Эти одинокие коши-семьи казались настолько затерянными, уединившимися от всего суетного и шумного, что грусть Гудулу и тревога перед неизведанным только усиливались.

Если только так и живут в опустевшей Орхонской степи, то зачем тогда жизнь вообще? Для чего она такая людям? Что найдет он в ней, и стоило ли действительно покидать нового хана?..

Более того, когда напряжение первых дней несколько притупилось, и Гудулу понял, что нежелательных встреч с разъездами Баз-кагана удалось избежать, он позволил себе расслабиться, и это было ошибкой. Все в нем разом размякло, утратило твердость желаний, и он вдруг понял с неприязнью к себе, что не знает, зачем отправился в непростой путь, чего жаждет и что ищет, сбитый с толку ночными видениями ласковой женщины, напомнившей о Мунмыш.

Нарастала подавленность и тяжелая обреченность. Вернулись головные боли. Временами реальный мир ускользал, Изелька вот-вот, кажется, снова мог стать... конопатым, а Егюй опять старался держаться ближе к нему.

Ближе, лошадь в лошадь ехал рядом с тутуном, только с другой стороны, Изель.

Тревожно переглядываясь, отец и сын без умолку говорили с ним, говорили так, словно он снова был болен и нуждается в опеке. Напоминали, куда и зачем они едут. Одно упоминание имени Мунмыш и Могиляна меняло его состояние, и Гудулу опять начинал слышать посвист пространств, волнение ветра, шорох травы под копытами коней.

И все же в какой-то момент он сдал и, почувствовав слабость, глухо сказал:

– Разбей лагерь, Егюй. Дня на три… Выспаться надо, я совсем мало сплю.

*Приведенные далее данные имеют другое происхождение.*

PR #6234, opened 2023-06-08
Fix edge case in uniswap liquidity withdrawal

yabirgb:
There are two types of withdrawals in uniswap LPs, one where eth is withdrawn and another where WETH is withdrawn. As it was before the WETH withdrawal was not properly decoded since it was looking for ETH instead of ETH due to a condition in the assert searched.

The solution proposed is to look for eth and weth in the events and once found create the correct transform instruction

### DIFF
--- a/docs/changelog.rst
+++ b/docs/changelog.rst
@@ -3,6 +3,7 @@ Changelog
 =========
 
 * :bug:`-` Fix issue for ledger actions with zero rate, where the rate isn't used in the PnL report.
+* :bug:`-` Events where the user withdraws WETH from a Uniswap V2 liquidity position will be now correctly decoded.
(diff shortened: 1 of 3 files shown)


docs/changelog.rst
```diff
@@ -3,6 +3,7 @@ Changelog
 =========
 
 * :bug:`-` Fix issue for ledger actions with zero rate, where the rate isn't used in the PnL report.
+* :bug:`-` Events where the user withdraws WETH from a Uniswap V2 liquidity position will be now correctly decoded.
```
LefterisJP, line 6: wording nitpick

```suggestion
* :bug:`-` Events where the user withdraws WETH from a Uniswap V2 liquidity position will now be correctly decoded.
```

LefterisJP (approved):
tiny nitpick typo. Will merge. also remember same thing for cassetes repo here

Приказание нукер исполнил и куда-то исчез на весь день. Вернулся лишь ночью, радостно сообщив, что пески скоро закончатся, впереди зеленая бесконечность.

– Так поедем, поскачем, я тоже хочу увидеть! – оживился тутун.

– Успеем. Теперь спешить некуда, я тоже хочу выспаться, – отозвался Егюй и, демонстративно перевернувшись у костра на другой бок, скоро захрапел.

Искренне восторгаясь простотой кочевой жизни, Егюй умел поднять настроение, и совсем привел в полный восторг, когда наконец отряд покинул пески.

Лесостепь уже зацветала, наполняясь приятно летящей в лицо прохладой, трелями трепыхающихся в поднебесье жаворонков, не встречавшихся в песках. Жесткое и неприятное шуршание барханов, струящихся ручьями с их острых кромок, сменилось ласковым, дурманящим колыханием прохладного воздуха, освежающего и уставшее тело, и горячечную голову, а шелест листьев берез и осин в немногочисленных пока рощицах возбуждал само сердце, забившееся громче, призывней.

Гудулу был дома, услышав нутром.

И не только тутун – весенняя степь всех приводила в восторг и возбуждение сильнее шаманских настоек.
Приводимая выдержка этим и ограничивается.